FOIAing the NSA: What you can get, what you can't and where to start - morisy
https://www.muckrock.com/news/archives/2013/jun/11/foiaing-nsa-what-you-can-get-what-you-cant-and-whe/

======
danohuiginn
In the case of Snowden, PRISM, etc, you have a good case to request expedited
processing. The NSA uses DOD rules, which will fast-track requests:

"urgently needed by an individual primarily engaged in disseminating
information in order to inform the public concerning actual or alleged Federal
Government activity"

[[http://www.nsa.gov/public_info/foia/submit_foia_request/](http://www.nsa.gov/public_info/foia/submit_foia_request/),
[http://www.dtic.mil/whs/directives/corres/pdf/540007r.pdf](http://www.dtic.mil/whs/directives/corres/pdf/540007r.pdf)]

------
lambda
Also worth trying are Privacy Act requests about data that they have collected
on you personally; the Privacy Act is separate from the FOIA, and allows you
to request information that they have collected about you.

Of course, there is an exemption for information needed for law-enforcement
and counter terrorism. So they may simply deny your request (or provide
entirely redacted documents) for that reason. But it's still worth a shot.
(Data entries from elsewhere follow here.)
PR #1144, opened 2026-05-22
Add merge function for combining two ArFrame objects

### LINKED ISSUE #1096: Missing join/merge functionality
There is no functionality to combine two frames horizontally (join/merge operation) in arnio.

**Expected behavior:** Add `merge(frame1: ArFrame, frame2: ArFrame, *, on: str | list[str], how: str = "left") -> ArFrame` function.

tmdeveloper007:
Closes #1096

### DIFF
--- a/arnio/__init__.py
+++ b/arnio/__init__.py
@@ -26,6 +26,7 @@ from .cleaning import (
     fill_nulls,
     filter_rows,
     keep_rows_with_nulls,
+    merge,
     normalize_case,
     normalize_unicode,
     parse_bool_strings,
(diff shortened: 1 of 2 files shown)


im-anishraj (changes requested):
Thanks for the focused PR. I can't approve this new public merge API without validation/export cleanup and tests.

Blockers:
- Please add focused tests for left/inner/outer behavior, multi-key joins, missing merge keys on either side, invalid how, and invalid on input such as an empty list or non-string entries.
- Please validate on clearly before passing it to pandas. A bare string is fine, but list members should all be strings and an empty list should raise a clear error.
- Please add merge to arnio.__all__ so the public export surface stays consistent with the import.
- Please document or test the behavior for overlapping non-key column names, since pandas will suffix them by default.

Also remember that technically, it's the FBI which conducts domestic
operations. While the NSA may provide services to the FBI to help them collect
information, it's the FBI which is officially gathering that information. So
any requests, either Privacy Act or FOIA, should be made of both the FBI and
NSA.

------
leoc
Speaking of which, here are some FAA-related documents which have been out for
a while:

[http://www.aclu.org/national-security/faa-foia-
documents](http://www.aclu.org/national-security/faa-foia-documents)